As the planet grows hotter, and the consensus mounts that the temperature is not turning back down, there may be a lot less meaning in the idea of preserving “naturalness” than has been the case. After all, in the not-too-distant future, the state of nature will in many cases be something nobody’s ever seen.

So far, however, public-land managers have responded by doing almost nothing, according to a new report by the U.S. Government Accountability Office, the agency that evaluates federal programs.

By and large, the GAO says, officials who manage U.S. public lands have simply ignored a 2001 Department of the Interior directive ordering them to identify and protect resources that might be threatened by climate change.

This is no minor failure.
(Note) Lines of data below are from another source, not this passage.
PR #164, opened 2021-06-01
feat: support dynamic reset max cycles

driftluo:
#### Why need this?

In the scenario where the program is executed step by step, after the VM executes to the initialization max, jump out of execution to check whether the snapshot operation needs to be executed, if not, continue execution with the current VM state. 

At this time, `set_max_cycles` is required because the remaining executable cycles may not be equal to the initialized one

The code currently available for [reference](https://github.com/driftluo/ckb/blob/tmp-vm/tx-pool/src/chunk_process.rs#L174)

### DIFF
--- a/src/machine/asm/mod.rs
+++ b/src/machine/asm/mod.rs
@@ -303,10 +303,6 @@ impl SupportMachine for Box<AsmCoreMachine> {
         self.max_cycles
     }
 
-    fn set_max_cycles(&mut self, cycles: u64) {
-        self.max_cycles = cycles;
-    }
-
     fn reset(&mut self, max_cycles: u64) {
         self.registers = [0; RISCV_GENERAL_REGISTER_NUMBER];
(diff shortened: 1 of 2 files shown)


mohanson (dismissed):

xxuejie:
I could understand the rationale, but can we remove set_max_cycles from SupportMachine trait? Syscalls at least should not touch them. The outsider code in the reference has direct reference to the full VM instance, adding a method in the top VM instance level should work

An emerging scientific consensus says that unless the National Park Service, the U.S. Forest Service, the U.S. Fish and Wildlife Service, the Bureau of Land Management, the National Oceanic and Atmospheric Administration, state fish and game departments and private environmental organizations redirect their missions to deal with climate change, they’ll oversee the advance of nationwide environmental catastrophe. The character of public wildlands will be drastically—and permanently—altered….

…Leigh Welling, the park service climate change coordinator, puts it a different way. “It’s a scary thought,” says Welling. “Managers are looking at their job and saying, ‘Oh geez, how do I do my job?’” Some naturalists have a one-word answer to that question: Differently.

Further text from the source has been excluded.